[Extracted material]

PR #681, opened 2019-03-28
Adding DataAmount (bit and derivatives) and DataTransferRates (bits p…

clinique:
…er second) to UoM

Signed-off-by: Gaël L'hopital <gael@lhopital.org>

PR #851, opened 2019-06-03
automation: Refactoring of 'DefaultScriptScopeProvider'

### LINKED ISSUE #846: [automation] RefreshType.REFRESH is not included in default imports
I plan to submit a PR for this. For reference, here is an ESH commit where some other things were added to [DefaultScriptScopeProvider](https://github.com/openhab/openhab-core/blob/master/bundles/org.openhab.core.automation.module.script/src/main/java/org/openhab/core/automation/module/script/internal/defaultscope/DefaultScriptScopeProvider.java) (and don't forget to update the docs)... https://github.com/eclipse/smarthome/commit/22d5908d7bf5c6f521be5b921ab467c1bb28ce64#diff-00cac509a3b03592e161cd89469c365e.

cweitkamp:
- Use constructor injection to simplify lifecycle
- Added `RefreshType.REFRESH` and `BinaryPrefix` to imports
- General refactoring of class `DefaultScriptScopeProvider`

The `DefaultScriptScopeProvider` needed a little bit more refactoring to be NPE safe and to implement the OSGi lifecycle handling correctly. The changes made it possible to drop the workaround for any `thingActions` queued before the component got activated.

See https://github.com/openhab/openhab-core/issues/834#issuecomment-496833158

Closes #846

### DIFF
--- a/bundles/org.openhab.core.automation.module.script/src/main/java/org/openhab/core/automation/module/script/internal/defaultscope/DefaultScriptScopeProvider.java
+++ b/bundles/org.openhab.core.automation.module.script/src/main/java/org/openhab/core/automation/module/script/internal/defaultscope/DefaultScriptScopeProvider.java
@@ -16,10 +16,8 @@ import java.io.File;
 import java.net.URLEncoder;
 import java.util.Collection;
 import java.util.Collections;
-import java.util.HashMap;
-import java.util.LinkedList;
 import java.util.Map;
-import java.util.Queue;
+import java.util.concurrent.ConcurrentHashMap;
 
 import org.apache.commons.io.FileUtils;
 import org.apache.commons.io.FilenameUtils;
@@ -43,6 +41,7 @@ import org.eclipse.smarthome.core.library.types.StopMoveType;
 import org.eclipse.smarthome.core.library.types.StringListType;
 import org.eclipse.smarthome.core.library.types.StringType;
 import org.eclipse.smarthome.core.library.types.UpDownType;
+import org.eclipse.smarthome.core.library.unit.BinaryPrefix;
 import org.eclipse.smarthome.core.library.unit.ImperialUnits;
 import org.eclipse.smarthome.core.library.unit.MetricPrefix;
 import org.eclipse.smarthome.core.library.unit.SIUnits;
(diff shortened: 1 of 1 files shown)


maggu2810:
Is there any reason to keep the old activation method at all?
Can't this all be moved to the constructor?

I don't see any usage of this or similar, so I assume no separation is needed.

openhab-5iver:
When I saw #840, I looked forward to when/if you'd be getting to the new rule engine! I hope to be wrapping up several commits for the helper libraries today, and I was then planning to get back into some Java things and the automation integration tests would be helpful for this PR. I'm sure you realize, this is a crucial piece of scripted automation. 

I'll try to start testing this later today, but are you planning similar PRs that would affect automation? It might save time if I test them all together.

cweitkamp:
> Is there any reason to keep the old activation method at all?

No, there is not.

> Can't this all be moved to the constructor?

Yes, but we even do not need to assign all those values in the ctor. We can use a `static final` immutable `Map` for them.

@openhab-5iver While I am touching it anyway, shall I add the `RefreshType.REFRESH` like requested in #846 too?

maggu2810:
> Yes, but we even do not need to assign all those values in the ctor. We can use a `static final` immutable `Map` for them.

You should not add non static members (e.g. `ruleRegistry`, `thingRegistry`, ...) to the map or am I missing something?

cweitkamp:
> You should not add non static members (e.g. `ruleRegistry`, `thingRegistry`, ...) to the map or am I missing something?

Arg, ... Yes, you are right.

openhab-5iver:
> shall I add the RefreshType.REFRESH

I was going to check to see if anything else was missing too, but that can be done separately. I haven't touched it yet, so go for it! I'm working a PR to update the [doc](https://www.openhab.org/docs/configuration/jsr223.html#default-preset-importpreset-not-required) right now, so I can take care of that side.

cweitkamp:
> I was going to check to see if anything else was missing too, but that can be done separately.

I double checked it. The recently introduced `BinaryPrefix`es (#681) are missing. Everything else should be available.

cweitkamp:
Finished.

@openhab-5iver A runtime test from your side will be very much appreciated.

maggu2810:
Do you see any critical potential regression (I did not), so we should wait for a runtime test or do you agree to merge it and fix a regression (if there will be one) afterwards?

openhab-5iver:
It'll take me a couple hours before I can test this. I think that this PR has the potential for breaking scripted automation. Without itests, my preference would be to at least smoke it before a merge, to prevent any potential regressions from getting into a build.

[/Extracted material]

About this task
All lines in the data above from the one with "import java.util.Collections;" through the one with "No, there is not." must be repeated exactly, and no others.

Task solution
 import java.util.Collections;
-import java.util.HashMap;
-import java.util.LinkedList;
 import java.util.Map;
-import java.util.Queue;
+import java.util.concurrent.ConcurrentHashMap;
 
 import org.apache.commons.io.FileUtils;
 import org.apache.commons.io.FilenameUtils;
@@ -43,6 +41,7 @@ import org.eclipse.smarthome.core.library.types.StopMoveType;
 import org.eclipse.smarthome.core.library.types.StringListType;
 import org.eclipse.smarthome.core.library.types.StringType;
 import org.eclipse.smarthome.core.library.types.UpDownType;
+import org.eclipse.smarthome.core.library.unit.BinaryPrefix;
 import org.eclipse.smarthome.core.library.unit.ImperialUnits;
 import org.eclipse.smarthome.core.library.unit.MetricPrefix;
 import org.eclipse.smarthome.core.library.unit.SIUnits;
(diff shortened: 1 of 1 files shown)


maggu2810:
Is there any reason to keep the old activation method at all?
Can't this all be moved to the constructor?

I don't see any usage of this or similar, so I assume no separation is needed.

openhab-5iver:
When I saw #840, I looked forward to when/if you'd be getting to the new rule engine! I hope to be wrapping up several commits for the helper libraries today, and I was then planning to get back into some Java things and the automation integration tests would be helpful for this PR. I'm sure you realize, this is a crucial piece of scripted automation. 

I'll try to start testing this later today, but are you planning similar PRs that would affect automation? It might save time if I test them all together.

cweitkamp:
> Is there any reason to keep the old activation method at all?

No, there is not.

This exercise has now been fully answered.